You can house siblings of different sexes as long as they are divided/separated.. it takes many years and generations to keep males/females together in very large tanks (speak to Oldfishlady as she successfully keeps them that way). But just buying a sibling pair won't mean they will be fine - ask any breeder and they will tell you just how long keeping siblings together lasts.. that usually tends to last a short while before needing to be separated. 

Some are more gentle when they feel secure in knowing their neighbor can't get to them.. so they don't feel the need to show off or fight for their territory. I have some that are very gentle like that, yet others who will flare at shadows. Got two sibling males yesterday from a breeder who won't stop flaring at one another. 

So it's a toss up on what personality you get.. but you can bet that putting two males together in a tank without a divider, regardless of relations, you're going to end up with two injured, unhappy, stressed fish.


Sorry.. seen a few posts today so far about putting sibling males together and it worries me that some think it will be fine - truth is, there are certain circumstances where you can attempt it, but even with the best set up it's not guaranteed and not worth the risk, imo. And I will never say it's a good idea to place males/females together unless they are divided. Again, under certain settings one can attempt this, but for the average keeper and in anything under 55g, it's highly not recommended. 

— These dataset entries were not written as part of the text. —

PR #52, opened 2020-01-28
Add optional persistent volumes for logs

acabrele:
- New values entries to define log storage
- Stateful set changes to provision persistent log volumes
- Add mounting of the nuoadmin script
- Code to retain previous crash outputs to avoid overwriting
- Change to always deploy local-storage class, not only if we are not using a cloud
- Readme updates

Note that this change does not include persistent logging for TEs

### DIFF
--- a/stable/admin/README.md
+++ b/stable/admin/README.md
@@ -185,6 +185,10 @@ The following tables list the configurable parameters for the `admin` option of 
 | `persistence.accessModes` | Volume access modes enabled (must match capabilities of the storage class) | `ReadWriteMany` |
 | `persistence.size` | Amount of disk space allocated for admin RAFT state | `10Gi` |
 | `persistence.storageClass` | Storage class for volume backing admin RAFT state | `-` |
+| `logPersistence.enabled` | Whether to enable persistent storage for logs | `20Gi` |
+| `logPersistence.accessModes` | Volume access modes enabled (must match capabilities of the storage class) | `ReadWriteOnce` |
+| `logPersistence.size` | Amount of disk space allocated for log storage | `20Gi` |
+| `logPersistence.storageClass` | Storage class for volume backing log storage | `-` |
 | `envFrom` | Import ENV vars from one or more configMaps | `[]` |
 | `options` | Set optons to be passed to nuoadmin as arguments | `{}` |
 | `securityContext.capabilities` | add capabilities to the container | `[]` |
--- a/stable/admin/README.md
+++ b/stable/admin/README.md
@@ -189,7 +189,7 @@ The following tables list the configurable parameters for the `admin` option of 
 | `logPersistence.overwriteBackoff.copies` | How many copies of the crash directory to keep within windowMinutes | `3` |
 | `logPersistence.overwriteBackoff.windowMinutes` | The window within which to keep the number of crash copies | `120` |
 | `logPersistence.accessModes` | Volume access modes enabled (must match capabilities of the storage class) | `ReadWriteOnce` |
-| `logPersistence.size` | Amount of disk space allocated for log storage | `20Gi` |
+| `logPersistence.size` | Amount of disk space allocated for log storage | `60Gi` |
 | `logPersistence.storageClass` | Storage class for volume backing log storage | `-` |
 | `envFrom` | Import ENV vars from one or more configMaps | `[]` |
 | `options` | Set optons to be passed to nuoadmin as arguments | `{}` |
--- a/stable/admin/README.md
+++ b/stable/admin/README.md
@@ -182,7 +182,6 @@ The following tables list the configurable parameters for the `admin` option of 
 | `tolerations` | Tolerations for NuoDB Admin | `[]` |
 | `configFilesPath` | Directory path where `configFiles.*` are found | `/etc/nuodb/` |
 | `configFiles.*` | See below. | `{}` |
-| `persistence.enabled` | Whether or not persistent storage is enabled for admin RAFT state | `false` |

Think for the safety of the fish, and their natural instincts rather than what we would like them to be. If they were like any other fish that can live peacefully together, then they may not be the personable fish that we came to fall in love with. Would be like all other fish who don't pay us no mind.


----------



## asukabetta (Oct 2, 2012)

Myates said:


> You can house siblings of different sexes as long as they are divided/separated.. it takes many years and generations to keep males/females together in very large tanks (speak to Oldfishlady as she successfully keeps them that way). But just buying a sibling pair won't mean they will be fine - ask any breeder and they will tell you just how long keeping siblings together lasts.. that usually tends to last a short while before needing to be separated.
> 
> Some are more gentle when they feel secure in knowing their neighbor can't get to them.. so they don't feel the need to show off or fight for their territory. I have some that are very gentle like that, yet others who will flare at shadows. Got two sibling males yesterday from a breeder who won't stop flaring at one another.
> 
> ...


No worries XD though I find it cool that two bettas can live peacefuly, I'm not one to experiment like that. I am curious, because it¡s interesting and rare but of course as I said above. And please do not fret. I always research and ask before doing anything, I just wonder because I know someone who is breeding some lovely plakats , I have one of them.


----------